You cause them to spial down a rabbit hole of confusion because all they know is how to achieve and exceed KPIs; management and leadership are entirely new worlds and they don’t know how to navigate all the ups and downs that come with it, that nobody talks about, like:

  • Navigating and controlling team tensions and conflict
  • Leading under pressure in times of change
  • Having difficult conversations
  • Recognizing and nurturing talent
  • Long-term, big-picture thinking and knowing how to get their hands dirty in ops while maintaining a high-level overview
  • Managing up
  • And so many other areas that you only learn through training, practicing the appropriate skills before promotion, and being granted the space to learn more and make mistakes once you’re promoted

I was promoted into management very early on in my career, and while very young. My first promotion was when I had just turned 21, literally less than four months into my role, because I was a consistent high-performer in my function as an individual contributor. I was also demonstrating leadership skills such as mentoring my team members, taking initiative, finding gaps and creating solutions, and training others in my department.

I was fortunate to have a leadership team and a manager who believed in my potential. My manager, in particular, was not just a regular team manager, but a certified coach, so he took great pains to nurture and mentor me through my role, to ensure I had the best chances of succeeding. I was then promoted to a more senior-level management role internally just five months later. All this was possible because my company didn’t just promote me on based on performance, but they promoted based on the leadership skills I was already demonstrating. Plus, my boss gave me hands-on leadership coaching.

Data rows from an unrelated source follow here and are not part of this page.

PR #636, opened 2026-07-15
fix: select all maps across paginated results

solventak:
**READ: #635 MUST be merged first! This PR is stacked**

Fixes **Select all available** in Library → Maps so it selects every eligible map matching the current catalog view, rather than only the maps currently loaded by infinite-scroll pagination.

- Keep the rendered map list paginated.
- Run an additional unlimited catalog query for bulk selection and submission.
- Share the same search, filter, and sort logic between the rendered and full-catalog queries.
- 
_AI disclosure: investigation, initial implementation. Codex Terra 5.6_


burnhamrobertp:
Given that this was dependent upon #635 , I think https://github.com/beyond-all-reason/bar-lobby/pull/675 supplanted these changes and this can be closed

Hectate:
> Given that this was dependent upon #635 , I think #675 supplanted these changes and this can be closed

Correct, yes this will not be merged due to reliance on a prior PR that will not be merged. Feature-wise, this is still a desirable goal.

PR #637, opened 2026-07-15
feat: show active map queue count on Downloads

### LINKED ISSUE #423: Give map downloads a max concurrent download limit

solventak:
**READ: #635 MUST be merged first! This PR is stacked**

Adds a badge to the existing Downloads navbar button showing the current number of map downloads that are queued or actively downloading. The badge is hidden when the map queue is empty, while the button’s existing progress styling and popover behavior remain unchanged.

_AI disclosure: investigation, initial implementation. Codex Terra 5.6_

### DIFF
--- a/src/main/content/maps/map-content.ts
+++ b/src/main/content/maps/map-content.ts
@@ -15,7 +15,6 @@ import chokidar, { FSWatcher } from "chokidar";
 import { UltraSimpleMapParser } from "$/map-parser/ultrasimple-map-parser";
 import { removeFromArray } from "$/jaz-ts-utils/object";
 import { engineContentAPI } from "@main/content/engine/engine-content";
-import { settingsService } from "@main/services/settings.service";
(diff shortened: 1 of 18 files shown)


burnhamrobertp:
Given the dependence upon #635, I think https://github.com/beyond-all-reason/bar-lobby/pull/675 supplanted these changes and this can be closed

Hectate:
> Given the dependence upon #635, I think #675 supplanted these changes and this can be closed

Correct, thanks. This will be closed as the structure relies on a PR that will not be merged. The concept is still open to consideration, but as a UI item it will be deferred until the production team provides their input.

PR #641, opened 2026-07-16
Fix bot faction propagation to engine start scripts

### LINKED ISSUE #640: Propagate bot faction to the engine start script
## Bug

Offline battles retain a bot's selected `faction` in lobby battle state, but launching the battle does not pass that faction to the engine.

On the flip side, when, some time later, I worked in another company at a higher level, my management team were very impatient with me and I made gross mistakes that I later realized could’ve easily been prevented if I had been nurtured into my role and received the same level of hands-on training and mentorship.

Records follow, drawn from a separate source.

PR #643, opened 2026-07-16
Fix stale bot-option updates after participant removal

### LINKED ISSUE #642: Bot Configure flow throws when its participant is removed before an option update
## Bug

The offline-battle renderer can throw an uncaught error when a bot-options update is emitted after the corresponding bot is no longer in `battleStore.teams`.

Observed renderer error:

```text
Uncaught Error: Failed to find bot BARbarIAn (1)
```

`LuaOptionsModal` can emit a later `set-options` event from the Configure flow. Meanwhile, battle reconciliation may remove or relocate bots when a map/start-box/team configuration changes.

## Expected behavior

If the configured bot has been removed before an option update arrives:

- do not throw an uncaught renderer error;
- close/dismiss the obsolete configuration surface, or safely ignore the stale update;
- when the participant still exists, update the resolved current participant (`foundBot`), rather than relying on the captured `bot` reference.

## Evidence

Log archive:
https://log.beyondallreason.dev/logs-20260716T1042-vY6rxOmL.zip

solventak:
Prevent the offline battle renderer from throwing when an open bot Configure modal submits options after its bot has been removed during team reconciliation. 

**The update now targets the resolved live participant** if it no longer exists, the stale update is safely ignored and the obsolete modal closes. Closes #642.

### DIFF
--- a/src/renderer/components/battle/BotParticipant.vue
+++ b/src/renderer/components/battle/BotParticipant.vue
@@ -12,7 +12,31 @@ SPDX-License-Identifier: MIT
                 <Icon v-else-if="isScavenger(bot)" :icon="robotAngry" />
                 <Icon v-else :icon="robot" />
             </div>
-            <div>{{ bot.name }}</div>
+            <div class="bot-name">{{ bot.name }}</div>
+            <div v-if="hasInlineControls" class="bot-controls">
+                <label class="bot-control">
+                    <span>{{ t("lobby.components.battle.botParticipant.faction") }}</span>
+                    <Select
+                        data-test="bot-faction"
+                        :modelValue="bot.faction"
+                        :options="factionOptions"
+                        optionLabel="name"
+                        optionValue="value"
+                        @update:model-value="setBotFaction"
+                    />
+                </label>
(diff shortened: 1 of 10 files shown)


src/renderer/components/battle/BotParticipant.vue
```diff
@@ -93,7 +94,13 @@ async function configureBot() {
 }
 
 function setBotOptions(options: Record<string, unknown>) {
-    battleActions.updateBotOptions(props.bot, options);
+    if (!battleActions.updateBotOptions(props.bot, options)) {
```
Hectate, line 97: While I get that it's basically a "success/failure" response, I would prefer that `updateBotOptions` not carry and additional meaning with this return value. If we do it this way, in the future this function could end up in an online lobby and we'd have to just repeat this warning there too.

Instead, we should have itself trigger the notification if `findBot` is not successful. This ensures that any uses of this elsewhere will behave equally not not be subject to (possibly forgotten about) return value behavior.

Hectate (changes requested):

PR #650, opened 2026-07-26
Fix lots of typos

PrivacyIsARight:


Hectate (approved):
Thanks! I'll note that the files changed in `lang/en` are imported translation files and not directly used by `bar-lobby` (except to the degree that they're combined into the final set of translation strings), so those typos are an upstream issue. For now, it won't change anything to fix them locally, but it won't hurt anything either.

PR #651, opened 2026-07-26
Polish markdown, and fix a typo

PrivacyIsARight:


Hectate:
If you've noticed that the test failed on `prettier`, you can see that we use a specific formatting, inclusive of these files. If there's a case to be made to update that, then feel free to share. Otherwise, we'll have to fix the typos only and leave out other formatting changes.

Hectate (approved):

PR #654, opened 2026-07-27
Tidy up leftover files in the logs directory

burnhamrobertp:
A few things in the logs directory don't clean up after themselves properly:

- packLogFiles copies the newest log to `<name>most_recent.log` right next to the real logs, and getSortedLogFiles globs `*.log`, so if that copy ever survives it gets treated as a real log and picks up the suffix again on the next run
- the copy only gets deleted on the happy path, so a failed pack leaves it behind
- the zip removal after upload isn't awaited, and doesn't happen at all if the upload throws

First commit pulls the log file name into its own small module so the logger and the log service aren't each carrying their own idea of the format. That lets the service tell real run logs apart from anything else sitting in the folder. There's a test that fails if the name the logger builds stops matching what the service filters on, which felt better than a comment asking people to keep the two in sync.

Second commit uses that to filter, moves the copy cleanup into a finally, and awaits the zip removal.

Related to #610. I couldn't tell how much of what's in the screenshot there this accounts for, so I'd treat it as tidying rather than a fix for that report.

Developed with Claude Code.

### DIFF
--- a/src/main/services/log.service.ts
+++ b/src/main/services/log.service.ts
@@ -10,7 +10,10 @@ import { packSpecificFiles } from "@main/utils/pack-7z";
 import { randomBytes } from "crypto";
 import axios from "axios";
 import { logger } from "@main/utils/logger";
+import { LOG_FILE_NAME } from "@main/utils/log-file-name";
 import { configService } from "@main/services/config.service";
+
+const PACK_COPY_GLOB = "*most_recent.log";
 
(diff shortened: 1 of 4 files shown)


Hectate:
If you want to check the conflict (it should just be swapping the settings for config from a quick glance) I'll get this added.

Hectate (approved):

PR #656, opened 2026-07-27
Preserve Tachyon failure details across IPC

### LINKED ISSUE #588: Errors thrown from Main to Renderer are stripped of details
As a result of how IPC works, if ``main`` throws an error in response to some ``ipcRenderer.invoke()`` call, the Error arrives in Renderer without custom properties and is technically an entirely different Error object. See [notes in Electron docs.](https://www.electronjs.org/docs/latest/api/ipc-renderer#ipcrendererinvokechannel-args)

As a result of this, the Tachyon failure reasons (among other things) in the Renderer require parsing of the Error string, making validation more fragile and open to mistakes. For example,[ this line](https://github.com/beyond-all-reason/bar-lobby/commit/6c1f0a82a5dea88cc91aeec9c17126a989543582#diff-cb685be91221553dbb89698891e40d678c210a4fe863c89f45eb3dc8d29294c3R164) is used to check the error message to see if it includes a specific Tachyon failure reason, which is not ideal.

Work in #547 presented an approach where requests/responses would be structured differently and ensure that the complete error information arrives at the Renderer. Something to this effect would benefit not only error handling, but also permit better, translation-friendly error notifications in the client.

burnhamrobertp:
Closes #588.

There are two request functions now rather than a fix to the existing one, because throwing can only carry a string. The renderer would have to pick the reason back out of the message text, which is the fragile bit in the first place. Not throwing is the only way to hand over something structured.

Only matchmaking/queue uses the new one, since it was the one doing the string matching. The rest are untouched.

Tests, typecheck and lint pass. I haven't run it against a live server, so I haven't actually watched the version mismatch case happen.

AI disclosure: written with Claude Code. I directed the approach and reviewed the diff.

### DIFF
--- a/src/main/services/tachyon.service.ts
+++ b/src/main/services/tachyon.service.ts
@@ -67,6 +67,10 @@ function registerIpcHandlers(webContents: BarIpcWebContents) {
     ipcMain.handle("tachyon:request", async (_event, command, args) => {
         return await tachyonClient.request(command, args);
     });
+
+    ipcMain.handle("tachyon:requestStructured", async (_event, command, args) => {
+        return await tachyonClient.requestStructured(command, args);
+    });
 }
 
 export const tachyonService = {
--- a/src/main/tachyon/tachyon-client.ts
+++ b/src/main/tachyon/tachyon-client.ts
@@ -112,24 +112,22 @@ export class TachyonClient {
         });
     }
 
-    public async request<C extends GetCommandIds<"user", "server", "request">>(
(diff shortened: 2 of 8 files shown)


Hectate:
Narrow test for this specific matchmaking failure worked. For reference, it is possible introduce this error by simply hard-coding an incorrect version number for the request. For example:
```ts
        const response = await tachyonRequest("matchmaking/queue", {
            // queues: [{ id: playlist.id, version: playlist.version }],
            queues: [{ id: playlist.id, version: "000000" }],
        });
```
I'll do some further testing and review, thanks!

Hectate (approved):

PR #657, opened 2026-07-27
Handle Tachyon disconnects and reconnects

### LINKED ISSUE #652: Client should cleanly handle disconnects and reconnects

I eventually left that role because it turned into an extremely toxic environment from both my direct reports and senior management.

My point?

Don’t just promote or thrust leadership responsibilities onto a high-performing employee, because outpacing revenue targets doesn’t directly translate to a strong employer brand or positive work culture. It can be tempting, especially if your leadership pipeline isn’t strong, but in the long run, it will hurt your organization.

Instead, here’s what to focus on and do next:

What You Should Do Instead

When evaluating if an employee has leadership potential, strongly consider emotional intelligence (EQ) as a criteria.

  • Do they listen well?
  • How well do they handle conflict?
  • Do they coach and mentor their team members?
  • Do they have a systems thinking approach?
  • Do they find joy in seeing others win and succeed, even if they’re not in the spotlight all the time?
  • Are they resilient under pressure?
  • How much are they focused on building up others?

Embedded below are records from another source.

PR #658, opened 2026-07-27
Handle shell open failures instead of crashing the client

### LINKED ISSUE #507: Error invoking remote method shell:openReplaysDir: reply was never sent
I'm getting the `Error: Error invoking remote method shell:openReplaysDir: reply was never sent`  after clicking on the `Open Replay Directory` button and running the command seen in the screenshot.
I assume it is related to me not having a filemanager installed

Image

burnhamrobertp:
Closes #507. Shell failures now come back as data and show a dismissible message, instead of taking the client down with the fatal error modal.

The try/catch around each handler is what actually fixes this, not the tidier return type. Anything thrown in main reaches the renderer as an unhandled rejection, and Error.vue turns those into a modal you can only quit or reload out of.

The result type is new because #588's can't be reused - that one is generated by the tachyon package and keyed on its command ids. This mirrors its wording so there's one way of describing an IPC failure rather than two.

All seven handlers rather than just the replay one from the report, since it's the same bug in each. "Show in folder" also checks the file exists first, because the underlying call reports nothing at all - a missing file manager still isn't detectable there.

Renderer calls all go through `shellApi` rather than `window.shell`, with a lint rule holding that in place. The first version of this PR already missed a call in NewsTile.vue, so leaving it to memory clearly wasn't going to work.

The modal still catches anything else unhandled; that's #509.

Not verified by hand - the reporting environment is Linux without a file manager.

### DIFF
--- a/src/renderer/api/shell.ts
+++ b/src/renderer/api/shell.ts
@@ -11,9 +11,9 @@ const i18n = setupI18n();
 // Failing to open a folder or a link isn't worth interrupting anyone over, but it shouldn't be
 // swallowed either - the OS reason is the only clue a player has about what went wrong.
 //
-// Callers fire this without awaiting, so it has to absorb its own rejections too. Anything escaping
+// Callers fire these without awaiting, so rejections have to be absorbed here too. Anything escaping
 // reaches Error.vue's unhandledrejection listener, which is an unrecoverable modal.
-export async function openAndReport(open: () => Promise<IpcResult>) {
+async function openAndReport(open: () => Promise<IpcResult>) {
     const result = await open().catch((err): IpcResult => {
         console.error("Shell request failed", err);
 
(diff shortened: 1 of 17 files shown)


src/renderer/api/shell.ts
```diff
@@ -0,0 +1,28 @@
...
+import { setupI18n } from "@renderer/i18n";
+
+const i18n = setupI18n();
+
+// Failing to open a folder or a link isn't worth interrupting anyone over, but it shouldn't be
+// swallowed either - the OS reason is the only clue a player has about what went wrong.
+//
+// Callers fire this without awaiting, so it has to absorb its own rejections too. Anything escaping
+// reaches Error.vue's unhandledrejection listener, which is an unrecoverable modal.
+export async function openAndReport(open: () => Promise<IpcResult>) {
```
Hectate: Realistically, instead of having devs remember to wrap this around every `window.shell`, we should just make this API the sole source of those calls. Then, we pull in this API exported from here instead of using `window.shell...`. That will make sure that it's used correctly every time.

src/renderer/assets/languages/en.json
```diff
@@ -1832,6 +1832,9 @@
     },
     "lobby": {
         "api": {
+            "shell": {
```
Hectate, line 1835: Edits should be in `lobby.json`, not here.

src/renderer/components/misc/DebugSidebar.vue
```diff
@@ -95,19 +96,19 @@ async function onRouteSelect(newRoute: string) {
 }
 
 function openSettings() {
-    window.shell.openSettingsFile();
+    openAndReport(() => window.shell.openSettingsFile());
```
Hectate: Nit; this could be written simpler as 
```ts
openAndReport(window.shell.openSettingsFile);
```
and similar across the various calls.

Hectate (changes requested):

src/renderer/components/misc/DebugSidebar.vue
burnhamrobertp: The restructure took these call sites out, they're `shellApi.openSettingsFile()` now, so there's no wrapper left to make point-free. The zero-arg ones do pass the reference straight through inside the api module. `showReplayInFolder` and `openInBrowser` still need an arrow since they take arguments.

Hectate (approved):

Additionally, ensure that you pair first-time managers with robust coaching and mentorship.

And finally, recognize that top performers don’t always have to be leaders. Being a high-performing employee doesn’t necessarily mean that a promotion is the next obvious option for their career progression.

Some people may be happier and more valuable through moving laterally within an organization or becoming experts and specialists, without having people management responsibility.

Rethink how you identify and support future managers.

And don’t forget: Gen Zers are entering the workforce in drones. Millennials are the managers today. In 10 years’ time, Gen Z will make up the majority of the workforce and will be the future leaders and managers.

How you approach leadership and management development now will impact how your organization will look 10 or more years from now.